Copy all the lines below without altering anything.

(RECORDS TO PROCESS begins)

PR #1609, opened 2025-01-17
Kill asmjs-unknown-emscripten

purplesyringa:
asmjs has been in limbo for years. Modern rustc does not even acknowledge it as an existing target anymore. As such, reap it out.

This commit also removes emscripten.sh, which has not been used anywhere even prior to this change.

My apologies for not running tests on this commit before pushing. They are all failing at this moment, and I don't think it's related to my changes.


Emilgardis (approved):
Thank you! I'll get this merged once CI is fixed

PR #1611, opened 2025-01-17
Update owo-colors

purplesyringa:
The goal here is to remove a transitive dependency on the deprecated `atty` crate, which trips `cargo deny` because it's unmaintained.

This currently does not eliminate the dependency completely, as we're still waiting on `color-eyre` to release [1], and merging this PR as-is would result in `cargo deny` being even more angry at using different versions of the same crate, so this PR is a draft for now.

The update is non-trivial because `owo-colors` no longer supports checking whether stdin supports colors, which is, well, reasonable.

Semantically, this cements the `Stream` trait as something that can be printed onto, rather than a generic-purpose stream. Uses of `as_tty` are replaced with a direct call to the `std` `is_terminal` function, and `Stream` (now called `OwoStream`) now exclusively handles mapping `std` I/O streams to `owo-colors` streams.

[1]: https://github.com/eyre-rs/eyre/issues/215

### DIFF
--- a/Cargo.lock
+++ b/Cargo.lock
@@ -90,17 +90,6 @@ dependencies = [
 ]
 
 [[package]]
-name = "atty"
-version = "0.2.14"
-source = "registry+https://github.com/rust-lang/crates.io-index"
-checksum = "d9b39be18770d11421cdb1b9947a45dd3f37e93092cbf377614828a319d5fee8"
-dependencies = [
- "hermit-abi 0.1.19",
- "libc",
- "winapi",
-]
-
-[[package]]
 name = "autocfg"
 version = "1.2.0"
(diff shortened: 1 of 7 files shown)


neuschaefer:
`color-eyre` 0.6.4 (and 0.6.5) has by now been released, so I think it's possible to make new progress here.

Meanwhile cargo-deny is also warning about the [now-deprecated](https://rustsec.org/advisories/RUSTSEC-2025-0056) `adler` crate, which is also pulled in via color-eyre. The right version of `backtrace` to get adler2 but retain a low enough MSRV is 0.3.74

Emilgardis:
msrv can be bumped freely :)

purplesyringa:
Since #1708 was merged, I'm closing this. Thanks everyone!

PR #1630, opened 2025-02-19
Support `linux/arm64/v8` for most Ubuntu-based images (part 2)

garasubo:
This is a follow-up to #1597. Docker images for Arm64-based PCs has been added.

(RECORDS TO PROCESS ends)

[RESULT OF THIS EXERCISE]
PR #1609, opened 2025-01-17
Kill asmjs-unknown-emscripten

purplesyringa:
asmjs has been in limbo for years. Modern rustc does not even acknowledge it as an existing target anymore. As such, reap it out.

This commit also removes emscripten.sh, which has not been used anywhere even prior to this change.

My apologies for not running tests on this commit before pushing. They are all failing at this moment, and I don't think it's related to my changes.


Emilgardis (approved):
Thank you! I'll get this merged once CI is fixed

PR #1611, opened 2025-01-17
Update owo-colors

purplesyringa:
The goal here is to remove a transitive dependency on the deprecated `atty` crate, which trips `cargo deny` because it's unmaintained.

This currently does not eliminate the dependency completely, as we're still waiting on `color-eyre` to release [1], and merging this PR as-is would result in `cargo deny` being even more angry at using different versions of the same crate, so this PR is a draft for now.

The update is non-trivial because `owo-colors` no longer supports checking whether stdin supports colors, which is, well, reasonable.

Semantically, this cements the `Stream` trait as something that can be printed onto, rather than a generic-purpose stream. Uses of `as_tty` are replaced with a direct call to the `std` `is_terminal` function, and `Stream` (now called `OwoStream`) now exclusively handles mapping `std` I/O streams to `owo-colors` streams.

[1]: https://github.com/eyre-rs/eyre/issues/215

### DIFF
--- a/Cargo.lock
+++ b/Cargo.lock
@@ -90,17 +90,6 @@ dependencies = [
 ]
 
 [[package]]
-name = "atty"
-version = "0.2.14"
-source = "registry+https://github.com/rust-lang/crates.io-index"
-checksum = "d9b39be18770d11421cdb1b9947a45dd3f37e93092cbf377614828a319d5fee8"
-dependencies = [
- "hermit-abi 0.1.19",
- "libc",
- "winapi",
-]
-
-[[package]]
 name = "autocfg"
 version = "1.2.0"
(diff shortened: 1 of 7 files shown)


neuschaefer:
`color-eyre` 0.6.4 (and 0.6.5) has by now been released, so I think it's possible to make new progress here.

Meanwhile cargo-deny is also warning about the [now-deprecated](https://rustsec.org/advisories/RUSTSEC-2025-0056) `adler` crate, which is also pulled in via color-eyre. The right version of `backtrace` to get adler2 but retain a low enough MSRV is 0.3.74

Emilgardis:
msrv can be bumped freely :)

purplesyringa:
Since #1708 was merged, I'm closing this. Thanks everyone!

PR #1630, opened 2025-02-19
Support `linux/arm64/v8` for most Ubuntu-based images (part 2)

garasubo:
This is a follow-up to #1597. Docker images for Arm64-based PCs has been added.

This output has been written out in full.